====== MATERIAL SUPPLIED

Issue #1777, opened 2016-03-11
Implement caching for FullTypeHints


Shadowfiend:
`FullTypeHints` in lift-json does a classloader lookup whenever
it tries to instantiate a type, to look the class up based on its
fully-qualified name. Unfortunately, classloader `loadClass` is
a blocking, synchronized action, which can cause serious thread
contention in high load scenarios.

We added a `ConcurrentHashMap` cache of FQNs to `Class`
objects at Elemica to a drop-in replacement class and saw
significant improvements. We should move this into Lift proper.

farmdawgnation:
:+1:

farmdawgnation:
Oh I could have used a reaction if I wasn't mobile.

Shadowfiend:
`FastFullTypeHints` implementation for reference, will try to get this folded in soon:

```scala
case class FastFullTypeHints(hints: List[Class[_]]) extends TypeHints {

  private val hintsToClass: concurrent.Map[String, Class[_]] =
    new ConcurrentHashMap[String, Class[_]]().asScala ++= hints.map(clazz => hintFor(clazz) -> clazz)

  override def hintFor(clazz: Class[_]): String = clazz.getName

  override def classFor(hint: String): Option[Class[_]] =
    hintsToClass.get(hint).orElse {
      val clazz = Thread.currentThread.getContextClassLoader.loadClass(hint)
      hintsToClass.putIfAbsent(hint, clazz).orElse(Some(clazz))
    }
}
```

PR #1853, opened 2017-05-13
Speedy GonTypeHints: Add class name->Class caching to FullTypeHints.

Shadowfiend:
FullTypeHints in lift-json does a classloader lookup whenever it tries to
instantiate a type, to look the class up based on its fully-qualified name.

============

What is needed is a word-for-word copy of all the material.

Issue #1777, opened 2016-03-11
Implement caching for FullTypeHints


Shadowfiend:
`FullTypeHints` in lift-json does a classloader lookup whenever
it tries to instantiate a type, to look the class up based on its
fully-qualified name. Unfortunately, classloader `loadClass` is
a blocking, synchronized action, which can cause serious thread
contention in high load scenarios.

We added a `ConcurrentHashMap` cache of FQNs to `Class`
objects at Elemica to a drop-in replacement class and saw
significant improvements. We should move this into Lift proper.

farmdawgnation:
:+1:

farmdawgnation:
Oh I could have used a reaction if I wasn't mobile.

Shadowfiend:
`FastFullTypeHints` implementation for reference, will try to get this folded in soon:

```scala
case class FastFullTypeHints(hints: List[Class[_]]) extends TypeHints {

  private val hintsToClass: concurrent.Map[String, Class[_]] =
    new ConcurrentHashMap[String, Class[_]]().asScala ++= hints.map(clazz => hintFor(clazz) -> clazz)

  override def hintFor(clazz: Class[_]): String = clazz.getName

  override def classFor(hint: String): Option[Class[_]] =
    hintsToClass.get(hint).orElse {
      val clazz = Thread.currentThread.getContextClassLoader.loadClass(hint)
      hintsToClass.putIfAbsent(hint, clazz).orElse(Some(clazz))
    }
}
```

PR #1853, opened 2017-05-13
Speedy GonTypeHints: Add class name->Class caching to FullTypeHints.

Shadowfiend:
FullTypeHints in lift-json does a classloader lookup whenever it tries to
instantiate a type, to look the class up based on its fully-qualified name.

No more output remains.